Stored entries:
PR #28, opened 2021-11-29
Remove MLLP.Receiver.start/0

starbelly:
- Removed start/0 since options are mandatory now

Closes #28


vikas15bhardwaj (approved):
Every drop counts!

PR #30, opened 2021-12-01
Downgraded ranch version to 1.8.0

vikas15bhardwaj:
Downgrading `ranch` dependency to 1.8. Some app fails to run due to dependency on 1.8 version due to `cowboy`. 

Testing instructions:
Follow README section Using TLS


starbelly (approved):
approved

* * *

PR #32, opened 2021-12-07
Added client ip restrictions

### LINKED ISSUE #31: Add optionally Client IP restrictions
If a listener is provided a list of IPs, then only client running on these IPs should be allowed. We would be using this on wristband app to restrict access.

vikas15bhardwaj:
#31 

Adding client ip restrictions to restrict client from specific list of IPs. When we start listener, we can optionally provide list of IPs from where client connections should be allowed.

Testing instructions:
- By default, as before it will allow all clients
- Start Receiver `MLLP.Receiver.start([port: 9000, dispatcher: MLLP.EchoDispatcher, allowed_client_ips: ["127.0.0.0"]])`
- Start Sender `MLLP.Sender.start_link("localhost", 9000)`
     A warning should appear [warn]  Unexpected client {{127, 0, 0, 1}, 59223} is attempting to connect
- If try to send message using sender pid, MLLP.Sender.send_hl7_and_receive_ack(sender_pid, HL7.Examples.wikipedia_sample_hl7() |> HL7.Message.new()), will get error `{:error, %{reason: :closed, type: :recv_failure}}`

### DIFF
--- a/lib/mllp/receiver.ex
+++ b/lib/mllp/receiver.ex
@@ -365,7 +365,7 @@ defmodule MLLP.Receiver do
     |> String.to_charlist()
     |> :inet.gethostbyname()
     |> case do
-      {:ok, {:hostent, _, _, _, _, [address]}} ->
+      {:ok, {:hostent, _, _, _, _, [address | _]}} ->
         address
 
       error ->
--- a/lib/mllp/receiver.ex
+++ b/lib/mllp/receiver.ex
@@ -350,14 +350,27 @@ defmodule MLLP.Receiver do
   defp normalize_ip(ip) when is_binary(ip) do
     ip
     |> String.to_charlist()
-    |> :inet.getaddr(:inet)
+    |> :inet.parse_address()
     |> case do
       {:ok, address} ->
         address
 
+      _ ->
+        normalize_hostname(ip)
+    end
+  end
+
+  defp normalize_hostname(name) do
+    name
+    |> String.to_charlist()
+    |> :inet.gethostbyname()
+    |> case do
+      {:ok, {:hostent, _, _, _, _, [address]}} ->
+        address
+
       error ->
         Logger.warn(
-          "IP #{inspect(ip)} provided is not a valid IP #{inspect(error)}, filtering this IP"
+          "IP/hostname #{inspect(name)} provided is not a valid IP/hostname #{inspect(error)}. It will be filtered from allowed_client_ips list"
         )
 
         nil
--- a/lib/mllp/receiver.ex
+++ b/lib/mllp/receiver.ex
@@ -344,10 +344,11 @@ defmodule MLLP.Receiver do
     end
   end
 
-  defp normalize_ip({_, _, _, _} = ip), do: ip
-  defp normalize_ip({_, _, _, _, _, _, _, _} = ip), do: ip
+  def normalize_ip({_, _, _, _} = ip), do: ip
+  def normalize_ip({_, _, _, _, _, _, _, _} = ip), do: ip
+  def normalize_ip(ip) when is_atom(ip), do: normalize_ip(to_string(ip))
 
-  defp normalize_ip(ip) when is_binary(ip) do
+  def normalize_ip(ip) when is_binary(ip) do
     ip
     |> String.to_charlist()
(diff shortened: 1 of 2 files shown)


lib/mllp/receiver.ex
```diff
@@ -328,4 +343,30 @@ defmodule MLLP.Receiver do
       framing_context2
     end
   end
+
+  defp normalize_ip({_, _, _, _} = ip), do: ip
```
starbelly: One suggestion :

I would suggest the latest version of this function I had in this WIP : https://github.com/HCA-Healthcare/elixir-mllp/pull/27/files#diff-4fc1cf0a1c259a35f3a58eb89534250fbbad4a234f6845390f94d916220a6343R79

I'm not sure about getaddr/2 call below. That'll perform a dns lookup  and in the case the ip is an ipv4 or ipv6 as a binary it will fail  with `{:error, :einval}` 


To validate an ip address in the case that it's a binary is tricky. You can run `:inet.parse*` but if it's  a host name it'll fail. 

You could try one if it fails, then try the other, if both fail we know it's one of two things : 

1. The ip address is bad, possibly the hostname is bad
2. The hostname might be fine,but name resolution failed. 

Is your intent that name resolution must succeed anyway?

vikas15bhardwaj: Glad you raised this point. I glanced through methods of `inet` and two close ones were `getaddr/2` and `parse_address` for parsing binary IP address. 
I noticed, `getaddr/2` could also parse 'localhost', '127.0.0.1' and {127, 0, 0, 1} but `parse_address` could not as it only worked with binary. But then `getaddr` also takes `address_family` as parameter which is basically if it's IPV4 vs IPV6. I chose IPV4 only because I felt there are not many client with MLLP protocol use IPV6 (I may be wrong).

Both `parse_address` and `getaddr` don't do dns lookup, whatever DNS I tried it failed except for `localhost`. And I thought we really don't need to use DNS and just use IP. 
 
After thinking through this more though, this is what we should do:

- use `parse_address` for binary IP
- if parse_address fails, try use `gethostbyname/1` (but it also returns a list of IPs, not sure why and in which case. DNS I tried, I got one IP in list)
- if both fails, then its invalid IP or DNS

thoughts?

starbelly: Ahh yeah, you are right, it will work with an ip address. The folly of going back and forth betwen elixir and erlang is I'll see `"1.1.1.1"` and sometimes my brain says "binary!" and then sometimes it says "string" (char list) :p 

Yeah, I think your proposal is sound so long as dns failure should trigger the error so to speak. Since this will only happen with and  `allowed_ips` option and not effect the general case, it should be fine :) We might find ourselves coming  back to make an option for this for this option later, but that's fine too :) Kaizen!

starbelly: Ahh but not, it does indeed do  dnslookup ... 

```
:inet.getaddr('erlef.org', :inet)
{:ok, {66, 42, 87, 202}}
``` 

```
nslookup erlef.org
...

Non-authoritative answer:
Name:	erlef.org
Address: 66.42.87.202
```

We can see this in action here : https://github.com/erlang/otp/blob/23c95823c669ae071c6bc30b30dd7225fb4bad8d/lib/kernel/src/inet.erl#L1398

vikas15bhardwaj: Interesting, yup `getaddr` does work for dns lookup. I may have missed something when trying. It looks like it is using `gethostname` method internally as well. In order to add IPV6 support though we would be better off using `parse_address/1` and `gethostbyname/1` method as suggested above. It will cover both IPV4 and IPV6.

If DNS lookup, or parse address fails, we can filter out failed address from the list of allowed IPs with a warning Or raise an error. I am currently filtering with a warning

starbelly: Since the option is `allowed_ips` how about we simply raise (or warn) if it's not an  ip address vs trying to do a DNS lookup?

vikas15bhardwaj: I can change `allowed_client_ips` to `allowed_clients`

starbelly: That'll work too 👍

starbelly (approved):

--

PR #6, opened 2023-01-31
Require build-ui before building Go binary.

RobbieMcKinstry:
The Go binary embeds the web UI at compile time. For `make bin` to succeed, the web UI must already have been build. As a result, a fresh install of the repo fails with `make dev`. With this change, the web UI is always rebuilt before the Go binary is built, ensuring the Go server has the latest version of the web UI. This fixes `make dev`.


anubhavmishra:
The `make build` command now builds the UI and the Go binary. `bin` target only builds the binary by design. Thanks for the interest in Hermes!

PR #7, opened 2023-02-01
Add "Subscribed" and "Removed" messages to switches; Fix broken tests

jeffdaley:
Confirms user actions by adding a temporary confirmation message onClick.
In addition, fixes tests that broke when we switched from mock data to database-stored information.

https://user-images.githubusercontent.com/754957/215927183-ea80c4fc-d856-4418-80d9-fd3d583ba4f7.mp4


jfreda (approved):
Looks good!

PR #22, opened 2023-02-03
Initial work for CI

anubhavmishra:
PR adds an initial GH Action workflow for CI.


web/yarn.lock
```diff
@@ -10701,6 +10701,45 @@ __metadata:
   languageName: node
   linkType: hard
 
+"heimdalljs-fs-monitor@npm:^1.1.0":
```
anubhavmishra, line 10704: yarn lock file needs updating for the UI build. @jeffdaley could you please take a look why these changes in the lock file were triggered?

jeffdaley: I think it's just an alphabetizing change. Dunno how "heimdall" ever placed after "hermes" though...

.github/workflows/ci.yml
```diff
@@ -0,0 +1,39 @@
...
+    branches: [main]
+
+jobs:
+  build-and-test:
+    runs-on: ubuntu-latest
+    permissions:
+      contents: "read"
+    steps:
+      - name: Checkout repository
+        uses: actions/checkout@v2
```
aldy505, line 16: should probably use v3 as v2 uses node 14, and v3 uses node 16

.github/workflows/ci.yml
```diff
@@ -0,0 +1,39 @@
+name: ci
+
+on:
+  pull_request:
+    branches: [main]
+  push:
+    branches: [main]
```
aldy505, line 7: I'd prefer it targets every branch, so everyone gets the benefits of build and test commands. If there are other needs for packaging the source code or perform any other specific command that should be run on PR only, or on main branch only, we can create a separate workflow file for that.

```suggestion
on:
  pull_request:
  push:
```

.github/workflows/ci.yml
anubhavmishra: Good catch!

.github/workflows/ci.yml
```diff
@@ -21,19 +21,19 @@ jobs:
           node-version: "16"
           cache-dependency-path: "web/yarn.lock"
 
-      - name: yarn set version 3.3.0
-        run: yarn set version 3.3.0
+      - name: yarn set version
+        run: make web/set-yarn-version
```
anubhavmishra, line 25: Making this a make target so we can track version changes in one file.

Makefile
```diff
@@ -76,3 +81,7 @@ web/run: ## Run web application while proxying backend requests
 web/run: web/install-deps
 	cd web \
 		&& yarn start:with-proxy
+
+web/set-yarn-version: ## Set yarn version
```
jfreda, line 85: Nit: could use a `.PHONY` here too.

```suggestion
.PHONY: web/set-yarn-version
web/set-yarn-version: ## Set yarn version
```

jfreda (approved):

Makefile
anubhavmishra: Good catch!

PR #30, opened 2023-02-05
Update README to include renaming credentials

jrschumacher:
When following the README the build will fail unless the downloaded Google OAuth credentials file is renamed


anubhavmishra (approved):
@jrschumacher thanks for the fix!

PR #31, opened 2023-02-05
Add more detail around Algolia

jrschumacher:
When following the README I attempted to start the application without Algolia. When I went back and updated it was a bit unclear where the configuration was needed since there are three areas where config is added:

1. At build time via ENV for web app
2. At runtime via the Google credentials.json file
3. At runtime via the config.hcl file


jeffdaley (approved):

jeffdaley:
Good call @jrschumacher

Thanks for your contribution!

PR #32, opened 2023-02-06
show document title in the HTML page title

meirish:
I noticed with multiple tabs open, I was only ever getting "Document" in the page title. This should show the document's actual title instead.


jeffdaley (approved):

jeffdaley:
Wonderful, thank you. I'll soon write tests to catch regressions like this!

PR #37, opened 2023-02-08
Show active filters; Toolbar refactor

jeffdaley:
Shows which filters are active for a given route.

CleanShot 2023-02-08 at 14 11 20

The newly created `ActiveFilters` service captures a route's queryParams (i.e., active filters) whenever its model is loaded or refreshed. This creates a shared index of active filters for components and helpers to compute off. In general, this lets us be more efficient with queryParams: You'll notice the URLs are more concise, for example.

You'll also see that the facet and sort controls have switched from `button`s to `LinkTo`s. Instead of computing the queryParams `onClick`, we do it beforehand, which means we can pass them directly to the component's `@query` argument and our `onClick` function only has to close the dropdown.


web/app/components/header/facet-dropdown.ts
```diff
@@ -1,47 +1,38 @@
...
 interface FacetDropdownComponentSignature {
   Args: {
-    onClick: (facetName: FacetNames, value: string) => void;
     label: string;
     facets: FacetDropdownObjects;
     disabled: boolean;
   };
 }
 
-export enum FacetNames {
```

Activity: Find "provided" in the preceding records. Copy each line that holds it.

Solution for this task:
If a listener is provided a list of IPs, then only client running on these IPs should be allowed. We would be using this on wristband app to restrict access.
-          "IP #{inspect(ip)} provided is not a valid IP #{inspect(error)}, filtering this IP"
+          "IP/hostname #{inspect(name)} provided is not a valid IP/hostname #{inspect(error)}. It will be filtered from allowed_client_ips list"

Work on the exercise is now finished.